■ WHAT YOU ARE ASKED TO DO
All lines from the opening of the entries below through the line containing "### Description" must be output exactly as they appear, with no other lines.
------ GIVEN ENTRIES
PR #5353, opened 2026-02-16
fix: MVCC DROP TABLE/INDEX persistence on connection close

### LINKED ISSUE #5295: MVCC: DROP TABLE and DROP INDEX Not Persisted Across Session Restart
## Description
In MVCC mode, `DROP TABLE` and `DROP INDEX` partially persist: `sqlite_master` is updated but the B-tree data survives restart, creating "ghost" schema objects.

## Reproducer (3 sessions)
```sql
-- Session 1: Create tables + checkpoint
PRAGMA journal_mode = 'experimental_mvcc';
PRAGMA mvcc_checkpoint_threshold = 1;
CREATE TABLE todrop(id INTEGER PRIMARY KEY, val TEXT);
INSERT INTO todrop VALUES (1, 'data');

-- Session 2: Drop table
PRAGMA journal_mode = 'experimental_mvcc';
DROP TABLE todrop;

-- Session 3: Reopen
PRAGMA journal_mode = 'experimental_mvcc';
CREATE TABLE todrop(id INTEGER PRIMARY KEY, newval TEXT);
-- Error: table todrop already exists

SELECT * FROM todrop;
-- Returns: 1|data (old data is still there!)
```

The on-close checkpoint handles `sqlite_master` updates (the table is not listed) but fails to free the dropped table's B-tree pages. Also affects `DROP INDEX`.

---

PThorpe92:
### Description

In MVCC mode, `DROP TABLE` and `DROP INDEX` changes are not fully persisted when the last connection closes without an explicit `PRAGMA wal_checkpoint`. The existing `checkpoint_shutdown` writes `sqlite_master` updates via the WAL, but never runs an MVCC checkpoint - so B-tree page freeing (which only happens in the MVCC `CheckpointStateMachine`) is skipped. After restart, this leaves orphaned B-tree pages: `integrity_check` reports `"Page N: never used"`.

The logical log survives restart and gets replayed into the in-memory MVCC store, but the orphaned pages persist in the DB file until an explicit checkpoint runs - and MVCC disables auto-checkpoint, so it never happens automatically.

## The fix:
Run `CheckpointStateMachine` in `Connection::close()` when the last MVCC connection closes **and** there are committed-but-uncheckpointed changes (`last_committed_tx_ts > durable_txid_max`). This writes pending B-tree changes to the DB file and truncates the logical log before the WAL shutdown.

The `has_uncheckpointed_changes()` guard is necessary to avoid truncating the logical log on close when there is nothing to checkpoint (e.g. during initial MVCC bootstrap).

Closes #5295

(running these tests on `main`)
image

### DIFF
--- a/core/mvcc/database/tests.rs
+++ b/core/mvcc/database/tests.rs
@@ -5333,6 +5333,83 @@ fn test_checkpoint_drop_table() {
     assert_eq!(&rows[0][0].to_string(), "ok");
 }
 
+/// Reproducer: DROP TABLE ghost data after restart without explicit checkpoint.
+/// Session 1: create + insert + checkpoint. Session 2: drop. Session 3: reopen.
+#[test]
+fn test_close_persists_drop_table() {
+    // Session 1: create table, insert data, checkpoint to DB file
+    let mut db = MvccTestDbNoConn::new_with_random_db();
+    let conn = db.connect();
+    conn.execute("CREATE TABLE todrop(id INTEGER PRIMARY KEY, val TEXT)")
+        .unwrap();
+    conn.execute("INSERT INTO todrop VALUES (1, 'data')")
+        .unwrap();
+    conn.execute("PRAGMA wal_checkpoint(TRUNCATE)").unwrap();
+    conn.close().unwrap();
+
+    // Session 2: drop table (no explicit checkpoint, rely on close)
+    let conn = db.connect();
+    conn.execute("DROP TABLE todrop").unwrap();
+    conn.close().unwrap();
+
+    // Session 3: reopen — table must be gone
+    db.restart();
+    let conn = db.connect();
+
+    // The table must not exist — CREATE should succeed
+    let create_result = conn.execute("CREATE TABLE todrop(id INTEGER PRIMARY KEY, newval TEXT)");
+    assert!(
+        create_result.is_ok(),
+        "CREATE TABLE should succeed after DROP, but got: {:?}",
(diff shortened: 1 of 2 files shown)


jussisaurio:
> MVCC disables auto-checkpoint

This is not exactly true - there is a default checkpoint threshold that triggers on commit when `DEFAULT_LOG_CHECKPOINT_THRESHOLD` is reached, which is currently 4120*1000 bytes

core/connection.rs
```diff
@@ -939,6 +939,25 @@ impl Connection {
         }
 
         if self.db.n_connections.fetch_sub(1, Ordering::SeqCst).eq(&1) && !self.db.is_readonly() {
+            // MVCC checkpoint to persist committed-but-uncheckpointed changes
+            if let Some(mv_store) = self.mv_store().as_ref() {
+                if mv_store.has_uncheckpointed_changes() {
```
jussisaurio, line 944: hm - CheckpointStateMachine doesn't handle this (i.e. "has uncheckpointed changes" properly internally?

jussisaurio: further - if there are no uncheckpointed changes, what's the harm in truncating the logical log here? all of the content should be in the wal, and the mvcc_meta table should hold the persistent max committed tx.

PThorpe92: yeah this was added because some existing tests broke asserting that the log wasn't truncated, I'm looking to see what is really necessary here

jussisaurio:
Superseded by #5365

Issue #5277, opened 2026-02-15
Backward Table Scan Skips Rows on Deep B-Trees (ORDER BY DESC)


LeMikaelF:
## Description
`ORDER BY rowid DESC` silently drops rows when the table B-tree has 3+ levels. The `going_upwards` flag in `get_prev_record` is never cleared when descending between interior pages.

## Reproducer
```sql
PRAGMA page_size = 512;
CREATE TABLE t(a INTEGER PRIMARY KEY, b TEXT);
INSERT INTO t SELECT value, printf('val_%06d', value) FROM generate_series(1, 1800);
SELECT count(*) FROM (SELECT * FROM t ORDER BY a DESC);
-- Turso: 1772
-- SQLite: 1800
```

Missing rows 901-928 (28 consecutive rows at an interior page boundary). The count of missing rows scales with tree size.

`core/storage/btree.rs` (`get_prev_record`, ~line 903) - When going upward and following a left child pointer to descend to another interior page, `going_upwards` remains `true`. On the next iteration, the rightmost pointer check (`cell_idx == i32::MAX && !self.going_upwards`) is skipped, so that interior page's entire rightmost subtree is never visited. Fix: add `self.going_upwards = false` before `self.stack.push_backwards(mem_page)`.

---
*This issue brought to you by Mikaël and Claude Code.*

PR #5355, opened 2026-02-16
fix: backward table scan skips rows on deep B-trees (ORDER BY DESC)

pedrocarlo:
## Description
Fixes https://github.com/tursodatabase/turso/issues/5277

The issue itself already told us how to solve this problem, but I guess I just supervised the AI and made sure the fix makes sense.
------------
■ EXPECTED ANSWER
PR #5353, opened 2026-02-16
fix: MVCC DROP TABLE/INDEX persistence on connection close

### LINKED ISSUE #5295: MVCC: DROP TABLE and DROP INDEX Not Persisted Across Session Restart
## Description
In MVCC mode, `DROP TABLE` and `DROP INDEX` partially persist: `sqlite_master` is updated but the B-tree data survives restart, creating "ghost" schema objects.

## Reproducer (3 sessions)
```sql
-- Session 1: Create tables + checkpoint
PRAGMA journal_mode = 'experimental_mvcc';
PRAGMA mvcc_checkpoint_threshold = 1;
CREATE TABLE todrop(id INTEGER PRIMARY KEY, val TEXT);
INSERT INTO todrop VALUES (1, 'data');

-- Session 2: Drop table
PRAGMA journal_mode = 'experimental_mvcc';
DROP TABLE todrop;

-- Session 3: Reopen
PRAGMA journal_mode = 'experimental_mvcc';
CREATE TABLE todrop(id INTEGER PRIMARY KEY, newval TEXT);
-- Error: table todrop already exists

SELECT * FROM todrop;
-- Returns: 1|data (old data is still there!)
```

The on-close checkpoint handles `sqlite_master` updates (the table is not listed) but fails to free the dropped table's B-tree pages. Also affects `DROP INDEX`.

---

PThorpe92:
### Description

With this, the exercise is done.